CNTN2 mutations and autosomal recessive cortical myoclonic tremor with epilepsy

Epilepsy & Tremor. The familial occurrence of epileptic seizures and chronic, non-progressive myoclonic tremor represents a peculiar genetic epilepsy syndrome for which the gene still remains elusive. Several families have been reported with autosomal dominant inheritance, and linkage to chromosomes 2, 5 and 8 have been reported. Now, the story regarding this familial syndrome gets even more enigmatic. In a recent paper in Brain, Stogmann and collaborators identify CNTN2 as the causative gene for a recessive form of cortical myoclonic tremor with epilepsy.
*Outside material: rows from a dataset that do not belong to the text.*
PR #21, opened 2016-03-27
MessageSigner: Return some info about valid signatures

spladug:
This is useful if we want to collect metrics on how old signatures are
when they are used, even if valid.

:eyeglasses: @MelissaCole @umbrae 

cc: WEB-1622

### DIFF
--- a/tests/unit/crypto_tests.py
+++ b/tests/unit/crypto_tests.py
@@ -34,6 +34,17 @@ class SignatureTests(unittest.TestCase):
         self.signer.validate_signature(self.message, signature)
 
     @mock.patch("time.time")
+    def test_signature_info(self, time):
+        time.return_value = 0
+        signature = self.signer.make_signature(self.message, max_age=datetime.timedelta(seconds=30))
+
+        time.return_value = 10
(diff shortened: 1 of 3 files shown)


tests/unit/crypto_tests.py
```diff
@@ -34,6 +34,17 @@ def test_roundtrip(self):
         self.signer.validate_signature(self.message, signature)
 
     @mock.patch("time.time")
+    def test_signature_info(self, time):
+        time.return_value = 0
+        signature = self.signer.make_signature(self.message, max_age=datetime.timedelta(seconds=30))
+
+        time.return_value = 10
```
MelissaCole: Why is this line necessary? The expiration won't change as the time changes, so I'm just curious

MelissaCole:
:fish: lgtm

tests/unit/crypto_tests.py
spladug: iiit's not. good point. removed!

spladug:
f5dd8522c609d8628ca90fedf5cd8b2ce67fe9be

Issue #19, opened 2016-03-24
Record success/failure counts in child spans


spladug:
r2 activity service stuff is doing a lot of `g.stats.simple_event("activity_service.write.fail")` in a try/except. This should be automatic as part of the child span stuff.

spladug:
This is now possible as of 7c263cfa79768a54437edb9653f7a865055e5d81 and I've taken care of the activity stuff mentioned in the issue over in r2.

PR #23, opened 2016-03-28
Pass exception information to span observers when spans end

spladug:
This allows us to take different actions depending on if the span exited
cleanly or exceptionally, such as automatically sending a "this request
failed" metric or the like.

Note: this is an API-breaking change. r2 is currently the only
subclasser of Span outside of baseplate, so that should be safe to fix
up before rolling this out.

This is in aid of #19 


dellis23:
:fish:

spladug:
7c263cfa79768a54437edb9653f7a865055e5d81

Myoclonic tremor. A tremor is an involuntary rhythmic muscle contraction and relaxation of one or more body parts. There are many causes of tremor that arise from different regions of the Central Nervous System. In some forms of tremor, an EEG correlate can be identified through back-averaging, using the average of multiple event to extract an EEG signature that would otherwise not be noticeable. The existence of such an EEG correlate suggests a cortical origin for the tremor in these patients. Therefore, the tremor variant is referred to as cortical (myoclonic) tremor. With respect to treatment, antiepileptic drugs may work in these rare forms of tremor, while they are often not the first choice in more common tremor variants such as the essential tremor (ET). When cortical tremor occurs alongside epileptic seizures in the same patient, a common cause underlying this hyperexcitability is assumed. If both conditions run in families, this cause is thought to be genetic.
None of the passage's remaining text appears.